Осторожно опустив на пол чемодан, дворецкий выпрямился и бесстрастно уставился в одну точку над головой хозяина.
— Ваш сын, сеньор? Сожалею, но… Его здесь нет.
— Что?!
— Да, сеньор… — Дворецкий говорил медленно, будто тщательно подбирал слова, слетавшие с его губ. — Вчера после обеда… Мы с Магдалиной не успели его остановить… Он ушел.
Оцепенение, овладевшее Брэндом в первое мгновение, быстро переросло в тревогу.
— Куда он пошел? И с кем?
— Я точно не знаю, куда он пошел, сеньор… В город, наверное. — Гарсия помолчал, в его глазах мерцали язычки тьмы, затем почти неслышно произнес: — Он ушел с Хосе.
— Хосе! — сквозь зубы произнес консул ненавистное имя.
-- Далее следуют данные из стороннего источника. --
PR #1475, opened 2026-09-16
AISERVICES-1816: fix: wait for Caddy TLS ready before catalog login

shwetha-s-poojary:
RegisterCatalogRoutes triggers a Caddy config reload that briefly interrupts TLS on port 443, causing tls: internal error if login is attempted immediately after. The Caddy liveness probe only checks HTTP port 8080, so the container appears healthy while TLS is still reloading.

Added WaitForHTTPSReady to the caddy package, which polls the catalog HTTPS endpoint until the TLS handshake succeeds before LoginToCatalog is called.


ai-services/internal/pkg/catalog/cli/configure/podman/configure.go
```diff
@@ -126,9 +126,16 @@ func handlePostDeployment(ctx context.Context, caddyCtx *caddy.Context, deployCt
 		return fmt.Errorf("route registration failed: %w", err)
 	}
 
+	// Wait for Caddy's TLS layer to be ready before attempting login.
+	// RegisterCatalogRoutes triggers a Caddy config reload that briefly interrupts
+	// TLS, causing "tls: internal error" if login is attempted immediately.
+	catalogAPIURL := routeURLs[catalogconstants.CatalogAPIRouteKey]
+	if err := caddy.WaitForHTTPSReady(ctx, catalogAPIURL); err != nil {
+		return fmt.Errorf("caddy TLS readiness check failed: %w", err)
```
mayuka-c: @shwetha-s-poojary This can be made generic. As soon as we register a route, let us ensure we make curl call to it (just the raw endpoint). If that works, rest should work

mayuka-c: Atleast in CLI flow I feel we can make it generic during register routes and within a pod it might not be possible to test if custom domain is used (we would need host alias and we might not be able to test each application routes)

ai-services/internal/pkg/catalog/cli/common/podman/caddy/routes.go
```diff
@@ -2,18 +2,80 @@ package caddy
...
+			TLSClientConfig: &tls.Config{InsecureSkipVerify: true}, //nolint:gosec // self-signed certs are expected
+		},
+	}
+
+	deadline := time.Now().Add(httpsReadyTimeout)
+	ticker := time.NewTicker(httpsReadyPollInterval)
+	defer ticker.Stop()
+
+	for {
+		req, err := http.NewRequestWithContext(ctx, http.MethodGet, httpsURL, nil)
```
yussufsh: Let's use `tls.DialWithDialer` instead of GET service call. And make it a util func which can be use from anywhere in future as soon as the route is registered for quick access.

ai-services/internal/pkg/catalog/cli/configure/podman/configure.go
shwetha-s-poojary: As discussed with @yussufsh , not going ahead with generic approach, as making it generic would require us to add all route entries to /etc/hosts

shwetha-s-poojary:
Tested:
```
Worker node setup complete.
worker joined successfully.
Next Steps:
-------
- Access the Catalog UI at https://catalog-ui.example.com

- Access the Catalog Backend at https://catalog-api.example.com

```

ai-services/internal/pkg/catalog/cli/common/podman/caddy/routes.go
```diff
@@ -2,18 +2,80 @@ package caddy
...
 )
 
+const (
+	httpsReadyPollInterval   = 2 * time.Second
+	httpsReadyTimeout        = 60 * time.Second
+	httpsReadyRequestTimeout = 5 * time.Second
+)
+
+// WaitForTLSReady polls rawURL via TLS handshake until Caddy finishes reloading TLS for the domain.
+func WaitForTLSReady(ctx context.Context, rawURL string) error {
```
yussufsh: Please create a new file named tls.go under the same package and move all the new code into it.

yussufsh (approved):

— Он самый, сеньор. Они ушли смеясь и разговаривая… И держались за руки. — Затем, напустив на себя уверенный вид, Гарсиа добавил: — Не волнуйтесь, сеньор. Они сегодня вернутся, вот увидите. Они провели вместе только одну ночь.
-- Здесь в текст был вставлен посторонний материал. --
PR #644, opened 2020-12-31
added enums to app.config.ts

DerMolly:
### Component/Part
config

### Description
This PR adds enums to the config and started to implement auth backends

### Steps

- [x] Added implementation


DerMolly:
For auth provider that should be able to be specified more than once, I adopted the following schema
The different configs are stored in their own env vars suffiexed with `_0` through `_4`. 
e.g: `HD_AUTH_LDAP_PROVIDER_NAME_0`, `HD_AUTH_LDAP_PROVIDER_NAME_1` and so on

I think having 5 of each should be sufficient for the time being. If we really need more in the future this can easily be extended up to `_9`

davidmehren:
I don't think its sensible to add all these config options at this time.
For many of them, it's questionable if we will even need them (like `linkifyHeaderStyle`, `useCDN`, `tooBusyLag`).
We might also want to structure all the top-level options a bit.
I would rather add options as we implement the code that needs them, then we can see which options are actually needed.

Regarding the auth provider env vars: I *really* hate this solution, but suppose there aren't many other ways, besides throwing JSON into an env var or only supporting one auth provider per type via env vars...

DerMolly:
> Regarding the auth provider env vars: I really hate this solution, but suppose there aren't many other ways, besides throwing JSON into an env var or only supporting one auth provider per type via env vars...

Yeah, I'm also not to happy. I thought long about if there is something better to do, but I wasn't able to come up with something better myself.

DerMolly:
> I don't think its sensible to add all these config options at this time.

I commented the new top level options out for the time being. They can be readded as we need them or deleted before the 2.0 release, which ever their fate might be.

davidmehren:
When I try to start the app with no config it crashes:
```
$ nest start
[Nest] 381953   - 06.01.2021, 19:49:09   [NestFactory] Starting Nest application...
[Nest] 381953   - 06.01.2021, 19:49:09   [ExceptionHandler] Cannot read property 'split' of undefined +64ms
TypeError: Cannot read property 'split' of undefined
    at Object.exports.toArrayConfig (/home/david/Projekte/hedgedoc/server/dist/src/config/utils.js:5:25)
    at InstanceWrapper.metatype (/home/david/Projekte/hedgedoc/server/dist/src/config/app.config.js:278:47)
    at Injector.instantiateClass (/home/david/Projekte/hedgedoc/server/node_modules/@nestjs/core/injector/injector.js:293:55)
    at callback (/home/david/Projekte/hedgedoc/server/node_modules/@nestjs/core/injector/injector.js:77:41)
    at async Injector.resolveConstructorParams (/home/david/Projekte/hedgedoc/server/node_modules/@nestjs/core/injector/injector.js:118:24)
    at async Injector.loadInstance (/home/david/Projekte/hedgedoc/server/node_modules/@nestjs/core/injector/injector.js:81:9)
    at async Injector.loadProvider (/home/david/Projekte/hedgedoc/server/node_modules/@nestjs/core/injector/injector.js:38:9)
    at async Promise.all (index 4)
    at async InstanceLoader.createInstancesOfProviders (/home/david/Projekte/hedgedoc/server/node_modules/@nestjs/core/injector/instance-loader.js:43:9)
    at async /home/david/Projekte/hedgedoc/server/node_modules/@nestjs/core/injector/instance-loader.js:28:13
```

DerMolly:
@mrdrogdrog suggested changing the array structure in this way:

Specify which instances are configured via e.g `HD_AUTH_GITLABS = "test1, test2"` and then you define the needed variables via `HD_AUTH_GITLAB_TEST1_PROVIDER_NAME` and so on.

This of course would yield an on the fly building of the config object. Schema and config interface are not affected, as they – just like now – only know about a list of configs.

What do you think @davidmehren, @InnayTool?

davidmehren:
That sounds way better than the numbered env vars.
Can we still validate these dynamic vars?

InnayTool (approved):

DerMolly:
> That sounds way better than the numbered env vars.
> Can we still validate these dynamic vars?

I think so.

InnayTool (approved):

У консула подкосились ноги — смертельно побледнев, он сел на краешек кровати. Хосе с его сыном… Вопреки его категорическому запрету… А он-то был уверен, что их общению положен конец. Слова «смеясь и разговаривая»… «держались за руки»… «провели вместе ночь» раскаленным железом жгли его мозг. Адов огонь гнева, ненависти, обманутой любви пылал в его груди. Консул стиснул руки. Господи, за что! Именно сейчас, в минуту тяжких испытаний, когда он весь переполнен отцовской нежностью, когда он более всего нуждается в сыновней любви. Нет, нет, этого не может быть… Он не может в это поверить…
— Гарсиа! — лихорадочно вскрикнул он. — Что вы такое говорите! Мой сын, должно быть, пошел к мистеру Деккеру. Тут какая-то ошибка.
Дворецкий, не отводя от него темных горящих глаз, в которых таилась насмешка, пожал плечами.
— Не мне с вами спорить, сеньор. Обо мне всегда говорили, что я свое место знаю. И это место часто было очень высоким. Конечно, если вы полагаете, что я отступаю от истины…
— Нет, Гарсиа. — Брэнд заискивающе взглянул на него. — Я не это хотел… Вы вне подозрений. Но все же… — он осекся, стиснув лоб обеими руками.
— Сеньору, несомненно, очень трудно в это поверить. — Избавленный от пристального внимания консула, Гарсиа под кажущейся невозмутимостью веселился вовсю. — Я с большим почтением отношусь к сеньору и его сыну. Мне не хотелось причинять сеньору боль. Но если требуются доказательства…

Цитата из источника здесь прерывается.